Although archeological evidence points to the presence of human populations in Peruaçu Valley between 10,000 and 9,000 years ago, maize appears to have arrived in the region only some 1,500 years ago. The semi-domesticated samples found there were dated to between 1,010 and 500 years ago, a period largely prior to the arrival of Europeans in South America.
“This shows the importance of past Indigenous communities in selecting, managing, and fixing traits that gave rise to today’s South American maize races [local varieties]. Keturunan mereka terus melakukan hal yang sama hingga saat ini, berkontribusi terhadap pemeliharaan sumber daya genetik kita,” kata Fábio de Oliveira Freitas, penulis kedua dari belakang artikel tersebut dan peneliti di EMBRAPA Genetic Resources and Biotechnology di Brasília.

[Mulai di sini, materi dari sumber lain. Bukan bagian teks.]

PR #25, opened 2017-07-05
Add Versa ECP5-5G Platform.

q3k:
This PR implements support for the [Lattice ECP5-5G Versa Development Kit](http://www.latticesemi.com/Products/DevelopmentBoardsAndKits/ECP55GVersaDevKit.aspx) platform.

I've not tested the code (especially pin mapping) apart from blinking one of the user_leds in a test module and running that on the board via .create_programmer(). DDR support and a proper SoC target might come in a future PR.

### DIFF
--- a/litex/boards/platforms/versaecp55g.py
+++ b/litex/boards/platforms/versaecp55g.py
@@ -1,0 +1,138 @@
+# This file is Copyright (c) 2017 Serge 'q3k' Bazanski <serge@bazanski.pl>
+# License: BSD
+
+from litex.build.generic_platform import *
+from litex.build.lattice import LatticePlatform
+from litex.build.lattice.programmer import LatticeProgrammer
+
+
+_io = [
+    ("clk100", 0, Pins("P3"), IOStandard("LVDS")),
+    ("rst_n", 0, Pins("T1"), IOStandard("LVCMOS33")),
+
+    ("user_led", 0, Pins("E16"), IOStandard("LVCMOS25")),
+    ("user_led", 1, Pins("D17"), IOStandard("LVCMOS25")),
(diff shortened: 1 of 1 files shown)


enjoy-digital:
Thanks, merged! (timing is fine, just received one a week ago :) )

mithro:
This is super cool! I'm always interested in seeing more non-Xilinx FPGA options :-)

@enjoy-digital Since you have one of these boards now what are your plans around it? @q3k - I would love to know your plans too!

Do you think you'll add support to LiteDRAM for the ECP5 and any idea of the possible performance? The above page claims "DDR3-1866" which has a clock speed of 933.33MHz -- that seems much faster than the Artix-7 / Spartan-6 speeds but should be pretty comparable to the Kintex-7 or Ultrascale stuff?  It also then later goes on to say "64Mb/x16, 667 MHz" so maybe that is only how fast it can go?

I'm also assuming that LiteEth support will be pretty trivial?

What about LitePCI?

Lattice has some kits like the [Embedded Vision Development Kit
](http://www.latticesemi.com/en/Products/DevelopmentBoardsAndKits/EmbeddedVisionDevelopmentKit.aspx) & the [Lattice USB3 Video Bridge Development Kit](http://www.latticesemi.com/en/Products/DevelopmentBoardsAndKits/LatticeUSB3VideoBridgeDevelopmentKit.aspx) (which is actually an ECP3).

Sadly, last time I checked you can't do HDMI 1080p60 into the IO pins of the ECP5/ECP3 boards, they only go up to ~1Gbit/s LVDS.

enjoy-digital:
@mithro: I need a CPRI core for a customer project and wants to use ECP5 + CPRI core from Lattice (99$ each) as a low cost reference.

PR #26, opened 2017-07-20
Add Diamond toolchain support for Linux.

q3k:
This tries to replicate the same setup as in the Windows buildsystem. We
also remove the Jedecgen step, as it doesn't seem to be supported nor
necessary in newer versions of Diamond.


enjoy-digital:
Thanks.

Dengan menganalisis spesimen dari gua-gua di Lembah Peruaçu, para peneliti dapat menentukan bahwa mereka berkerabat dekat dengan ras Entrelaçado yang ada di Rondônia dan Acre. “Ini adalah salah satu ras yang berasal dari Amerika Selatan melalui seleksi populasi lain. Kami menemukan variasinya yang masih ada selama proyek penelitian kami di beberapa lokasi di Brazil dan Uruguay,” kata Elizabeth Ann Veasey, salah satu penulis artikel dan profesor di ESALQ-USP. Dia adalah penasihat tesis doktoral Costa dan peneliti utama untuk proyek domestikasi jagung yang didukung oleh FAPESP.
Barisan leluhur
Untuk membedakan antara spesimen peliharaan dan semi-peliharaan, para peneliti menganalisis sejumlah ciri morfologi yang membantu menentukan jarak mereka dari tumbuhan liar, yang dikenal sebagai teosinte.

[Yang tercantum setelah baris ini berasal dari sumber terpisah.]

PR #29, opened 2017-09-26
Re-enable SPI flash bitbanging

cr1901:
This pull request reimplements the CSR interface for writing to SPI flash from a CPU using bitbanging/CSR egister writes. Additionally, _reading_ spiflash via bitbanging is also functional, and I added a `flash_read_byte` function to libbase for convenience. The register interface is identical regardless of whether a board has a naive SPI flash or supports dual/quad mode.

Reading/writing via the bitbang interface has been confirmed to work with both single and quad SPI flash memories.

### DIFF
--- a/litex/soc/cores/spi_flash.py
+++ b/litex/soc/cores/spi_flash.py
@@ -26,7 +26,7 @@ def _format_cmd(cmd, spi_width):
 
 
 class SpiFlashDualQuad(Module, AutoCSR):
-    def __init__(self, pads, dummy=15, div=2):
+    def __init__(self, pads, dummy=15, div=2, with_bitbang=True):
         """
         Simple SPI flash.
         Supports multi-bit pseudo-parallel reads (aka Dual or Quad I/O Fast
@@ -35,6 +35,11 @@ class SpiFlashDualQuad(Module, AutoCSR):
         self.bus = bus = wishbone.Interface()
         spi_width = len(pads.dq)
         assert spi_width >= 2
+
+        if with_bitbang:
+            self.bitbang = CSRStorage(4)
+            self.miso = CSRStatus()
+            self.bitbang_en = CSRStorage()
 
         # # #
 
@@ -47,7 +52,6 @@ class SpiFlashDualQuad(Module, AutoCSR):
         read_cmd_params = {
             4: (_format_cmd(_QIOFR, 4), 4*8),
             2: (_format_cmd(_DIOFR, 2), 2*8),
-            1: (_format_cmd(_FAST_READ, 1), 1*8)
         }
         read_cmd, cmd_width = read_cmd_params[spi_width]
         addr_width = 24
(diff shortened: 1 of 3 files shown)


enjoy-digital:
I removed it because code was already complicated to maintain and a better (and faster way) to access SPI flash for write would be to just reuse SPI module (https://github.com/enjoy-digital/litex/blob/master/litex/soc/cores/spi.py) and multiplex the pads in your top module.
What do you think about that?

cr1901:
>What do you think about that?

This isn't possible currently:
https://github.com/enjoy-digital/litex/blob/master/litex/soc/cores/spi.py#L326

I would have to multiplex tristates internally, which only exist on I/O pads of modern FPGAs.

enjoy-digital:
We don't need tristate for the case `len(pads.cs_n) == 1`.
Would you be ok to keep this code in hdmi2usb-litex-firmware repository until i have a closer look. (put your modified spi_flash.py in gateware).

enjoy-digital:
This hardware is now integrated in hdmi2usb-litex-firmware:
https://github.com/timvideos/HDMI2USB-litex-firmware/commit/8f52555e6c06a5a5861091636dd042851b3a56a6

You just need to integrate the software.

I'll test spi hardware read/write with pads muxing soon and you will be able to use it if wanted.

cr1901:
>You just need to integrate the software.
>I'll test spi hardware read/write with pads muxing soon and you will be able to use it if wanted.

That's fair; for now HDMI2USB still has code/gateware that is "known to work" and we can eventually upgrade to a cleaner solution.

mithro:
I think a cleaner solution would be the following;

 * Have a "mux" module which lets you select between different "spi controllers".
 * Have the spiflash memory object be one such "spi controller" module.
 * Have the bitbanging stuff be another such "spi controller" module.
 * Have Florent's other spi stuff also be such a "spi controller" module.
 * Have a module which has the spiflash memory + bitbanging mode + mux inside it.

Kinda like this -> 
image

https://docs.google.com/drawings/d/13vIy5G7S6xrlvVx2DAzWNhmfWYhZzoDXfxlM-_9nXi8/edit

cr1901:
> * Have Florent's other spi stuff also be such a "spi controller" module.

I don't think this is appropriate for the other spi stuff, which right now is only a `SPIMaster`. `spiflash` is probably one of the only SPI peripherals where it's desirable to access the device in two different methods (abstract SPI bus away, or interact w/ SPI bus directly).

enjoy-digital:
@mithro, @cr1901: we can create a SPIMux module that takes pads as parameter and has a get_pads() method. Others controllers will use this method to get their pads and inside SPIMux we will have a CSR to select SPI controller according to the number of pads requests we had.

mithro:
Only thing which might be a little dicy is that you don't want to switch the mux in the middle of the spiflash module doing things...

xobs:
Are there any recommendations on how to accomplish this?  My current approach has been to forego the Litex SPI modules in favor of the PicoRV32 SPI controller, but I gather that's not the best approach.

enjoy-digital:
I re-integrated recently the bit-bang write support, maybe we don't need to do the multiplexing i was suggesting in https://github.com/enjoy-digital/litex/pull/29#issuecomment-332158629 (i would need to evaluate the real speed up using a hardware SPI core for writes).

So if you want to have memory-mapped reads and bitbanging write, you can use SpiFlashDualQuad or SpiFlashSingle (depending if you flash support Single/Dual/Quad SPI reads) and you can this to see how to do write accesses:
https://github.com/enjoy-digital/litex/blob/master/litex/soc/software/bios/main.c#L312
https://github.com/enjoy-digital/litex/blob/master/litex/soc/software/libbase/spiflash.c

PR #34, opened 2017-10-29
Change the default IRQs.

mithro:
* Reserve IRQ 0 to be used as a "non-maskable interrupt" (NMI) in the future.

 * Make it harder to define duplicate IRQs and provide better error messages when it happens.

 * Use IRQ 2 for the LiteX. This matches the standard mor1k config which connects the UART to IRQ 2.

This change is needed for Linux running on LiteX as it gets grumpy with using IRQ 0 for anything other other than an NMI.


mithro:
@stffrdhrn - Can you give this change a test?

mithro:
Adding a bunch of fixes.

 * Put uart back to 'uart' rather than 'uart0'.
 * Made it harder to accidently define duplicate IRQs.

mithro:
And a datapoint why something like this is important - I just discovered we are using the same IRQ value for LiteEth and HDMI0 in the HDMI2USB-litex-firmware (before we changing the value). That now provides the helpful error message;
`AssertionError: Interrupt vector conflict for IRQ 3, user defined hdmi_in0 conflicts with user defined ethmac`

mithro:
Merging!

PR #40, opened 2017-12-30
cpu: Adding "variant" support.

mithro:
It is useful to support slightly different variants of the CPU
configurations. This adds a "cpu_variant" option.

For the mor1k we now have the default mor1k configuration and the
"linux" variant which enables the features needed for Linux support on
the mor1k.

Currently there are no variants for the lm32, but we will likely add a
"tiny" variant for usage on the iCE40.


enjoy-digital:
Thanks, merged.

Salah satu ciri penanda ini adalah jumlah baris biji-bijian, dengan angka di bawah delapan dianggap sebagai ciri khas teosinte primitif, rumput liar asli Meksiko dan pertama kali didomestikasi sekitar 9.000 tahun yang lalu.

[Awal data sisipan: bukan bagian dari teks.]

PR #43, opened 2018-01-11
fix the unsupported programmer case for kc705 and minispartan6

felixheld:


litex/boards/platforms/kc705.py
```diff
@@ -496,7 +496,8 @@ def create_programmer(self):
         elif self.programmer == "impact":
             return iMPACT()
         else:
-            raise ValueError("{} programmer is not supported".format(programmer))
+            raise ValueError("{} programmer is not supported"
+                             .format(self.programmer))
```
mithro: The normal way to wrap this would be;
```python
    raise ValueError("{} programmer is not supported".format(
        self.programmer))
```
or
```python
    raise ValueError(
        "{} programmer is not supported".format(self.programmer))
```

enjoy-digital:
merged, thanks.

PR #50, opened 2018-01-14
Import migen+misoc changes

mithro:
DO NOT MERGE YET!

This is an attempt to reduce the changes between LiteX and Migen/MiSoC.

There are a bunch of commits in this that need careful checking and rework.

This change also needs to be rebased onto the latest LiteX changes...


mithro:
I'll test this works with the HDMI2USB-litex-firmware now....

litex/boards/targets/simple.py
```diff
@@ -47,12 +47,14 @@ def __init__(self, platform, **kwargs):
         self.submodules.ethmac = LiteEthMAC(phy=self.ethphy, dw=32,
                                             interface="wishbone",
                                             with_preamble_crc=False)
-        self.add_wb_slave(mem_decoder(self.mem_map["ethmac"]), self.ethmac.bus)
+        self.add_wb_slave(self.mem_map["ethmac"], 0x2000, self.ethmac.bus)
```
enjoy-digital: Not sure we can take that without others misoc changes.

litex/boards/targets/simple.py
```diff
@@ -47,12 +47,14 @@ def __init__(self, platform, **kwargs):
...
         self.add_memory_region("ethmac", self.mem_map["ethmac"] | self.shadow_base, 0x2000)
+        self.csr_devices += ["ethphy", "ethmac"]
```
enjoy-digital: Not sure we can take that without others misoc changes.

litex/boards/targets/simple.py
```diff
@@ -47,12 +47,14 @@ def __init__(self, platform, **kwargs):
...
+        self.interrupt_devices.append("ethmac")
```
enjoy-digital: Not sure we can take that without others misoc changes.

litex/build/xilinx/ise.py
```diff
@@ -98,22 +98,34 @@ def _run_ise(build_name, ise_path, source, mode, ngdbuild_opt,
     if source:
         settings = common.settings(ise_path, "ISE_DS", ver, first="version")
         build_script_contents += source_cmd + settings + "\n"
-
-    ext = "ngc"
-    build_script_contents += """
+    if mode == "edif":
+        ext = "edif"
```
enjoy-digital: If we reintegrate edif, i think others files will be needed (fhdl/edif.py?)

litex/build/xilinx/ise.py
```diff
@@ -165,31 +178,46 @@ def build(self, platform, fragment, build_dir="build", build_name="top",
...
+                if mode in ("xst", "cpld"):
                     _build_xst_files(platform.device, sources, platform.verilog_include_paths, build_name, self.xst_opt)
-                    isemode = "xst"
+                    isemode = mode
                 else:
                     _run_yosys(platform.device, sources, platform.verilog_include_paths, build_name)
                     isemode = "edif"
                     ngdbuild_opt += "-p " + platform.device
 
+            if mode == "mist":
```
enjoy-digital: Let's remove mist support from migen

litex/build/lattice/diamond.py
```diff
@@ -57,6 +57,7 @@ def _build_files(device, sources, vincpaths, build_name):
     tcl.append("prj_run Map -impl implementation")
     tcl.append("prj_run PAR -impl implementation")
     tcl.append("prj_run Export -impl implementation -task Bitgen")
+    tcl.append("prj_run Export -impl implementation -task Jedecgen")
```
q3k: This does not work for me (Diamond 3.9 on Linux x86_64):

    Wrong # arg -task
    Jedecgen is not a valid task name.
        while executing
    "prj_run Export -impl implementation -task Jedecgen"
        (file "top.tcl" line 10)

Do we actually need to generate JEDEC files? I would think these don't even apply to modern FPGAs anymore... Any particular reason you want this present?

enjoy-digital:
Thanks. Situation is more clear now: LiteX is an alternative to MiSoC and reuse Migen. I'm closing this since i'll import the MiSoC features that can be interesting manually since this also need testing.

PR #51, opened 2018-01-16
Include the ethernet related header files conditionally

felixheld:
Only including those header files in the litex firmware is the first step to
move the firmware parts of liteeth to the liteeth tree.

### DIFF
--- a/litex/soc/software/bios/boot.c
+++ b/litex/soc/software/bios/boot.c
@@ -9,8 +9,11 @@
 #include <generated/mem.h>
 #include <generated/csr.h>
 
+#ifdef CSR_ETHMAC_BASE
 #include <net/microudp.h>
 #include <net/tftp.h>
+#endif
+
 #include "sfl.h"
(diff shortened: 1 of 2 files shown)


mithro:
I strongly support the direction that this is going but it is going to need @enjoy-digital's review to check he is also happy.

felixheld:
ACK.

My goal with this is to have the firmware to control a core inside the repository of that core and for that litex needs to build without the firmware for a certain core when that core isn't used in a system.

felixheld:
One of the follow-up commits should also change the condition when the ethernet-related part of the code is compiled and not ifdef'd out. Currently the code is only included when the CSR base of the ethernet mac registers exists with a certain name. Ideally the code will not match to a name, but to the existence of at least one instance of a certain type of core in the system, but currently I'm not sure how to implement and integrate that properly.

enjoy-digital:
Thanks, I'm ok going this direction.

Ras jagung modern yang ditanam di daerah dataran rendah Amerika Selatan memiliki antara delapan dan 26 baris per tongkol, sedangkan sampel arkeologi dari Lembah Peruaçu memiliki antara empat dan enam baris. Para peneliti menganalisis 296 sampel, termasuk tongkol, jerami, dan biji-bijian.
“Kami melakukan perjalanan dari masa lalu hingga saat ini, dari peninggalan arkeologi hingga ras dan varietas yang masih ada yang masih didiversifikasi oleh masyarakat tradisional, yang merupakan tokoh utama dalam cerita ini,” kata Costa.
Sampel tersebut kini sedang diserahkan untuk analisis arkeogenetik oleh mitra asing menggunakan teknik mutakhir, yang jika berhasil, dapat mengurutkan seluruh genom jagung yang ditemukan di Lembah Peruaçu dan menentukan pohon filogenetiknya dengan tepat.
Lembah Peruaçu memiliki salah satu dari sedikit gua di dunia dengan lukisan batu tanaman. Selain digambar di dinding gua, jagung juga ditemukan di keranjang yang terkubur, mungkin sebagai persembahan kepada orang mati yang dikuburkan di sana.
Penemuan ini juga mempunyai implikasi geopolitik. Setelah domestikasi ras jagung di Brasil telah selesai, sumber daya genetik ini tidak dapat lagi dianggap eksotik sehingga memerlukan upaya konservasi dan negosiasi hak kepemilikan dalam perjanjian internasional.
Referensi: “Temuan arkeologi menunjukkan sejauh mana karakteristik primitif jagung di Amerika Selatan” oleh Flaviane Malaquias Costa, Rafael Vidal, Natalia Carolina de Almeida Silva, Elizabeth Ann Veasey, Fabio de Oliveira Freitas dan Maria Imaculada Zucchi, 4 September 2024, Kemajuan Ilmu Pengetahuan.